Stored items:
PR #165, opened 2016-06-23
Add displaytitle label support to filtered format, fix sorting order

Fannon:
This pull request is a proper version of the  #144 pull request.

It introduces support for displaytitle labels for the filters itself in the filtered format, given that at least SMW >= 2.4 is used. If SMW is of a lower version, this patch will fall back to use the ID as the label.

When testing, I found one catch: When `link=none` is used, no label can be detected, as it is extracted for the `formatted value` `<a>` tag. In that case there is no way for the result format to know what the label should have been.

This pull request also fixes a potential issue with the alphabetical ordering of the filters. Previously an object (dictionary) was used. Those do not guarantuee the order of their keys. Most browsers keep the order until a certain size, but after that they will shuffle it up.

Best,
Simon

### DIFF
--- a/formats/Filtered/libs/ext.srf.filtered.value-filter.js
+++ b/formats/Filtered/libs/ext.srf.filtered.value-filter.js
@@ -123,18 +123,31 @@
 			} );
 
 			var valueId; // just some valid value ID
+
+			/** Map of value => label distinct values */
+			var distinctValues = {};
+
+			/** Sorted array of distinct values */
+			var sortedDistinctValues = [];
+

## YOUR OBJECTIVE
Every record is to be retyped exactly as given.

## SOLUTION TO THIS PROBLEM
PR #165, opened 2016-06-23
Add displaytitle label support to filtered format, fix sorting order

Fannon:
This pull request is a proper version of the  #144 pull request.

It introduces support for displaytitle labels for the filters itself in the filtered format, given that at least SMW >= 2.4 is used. If SMW is of a lower version, this patch will fall back to use the ID as the label.

When testing, I found one catch: When `link=none` is used, no label can be detected, as it is extracted for the `formatted value` `<a>` tag. In that case there is no way for the result format to know what the label should have been.

This pull request also fixes a potential issue with the alphabetical ordering of the filters. Previously an object (dictionary) was used. Those do not guarantuee the order of their keys. Most browsers keep the order until a certain size, but after that they will shuffle it up.

Best,
Simon

### DIFF
--- a/formats/Filtered/libs/ext.srf.filtered.value-filter.js
+++ b/formats/Filtered/libs/ext.srf.filtered.value-filter.js
@@ -123,18 +123,31 @@
 			} );
 
 			var valueId; // just some valid value ID
+
+			/** Map of value => label distinct values */
+			var distinctValues = {};
+
+			/** Sorted array of distinct values */
+			var sortedDistinctValues = [];
+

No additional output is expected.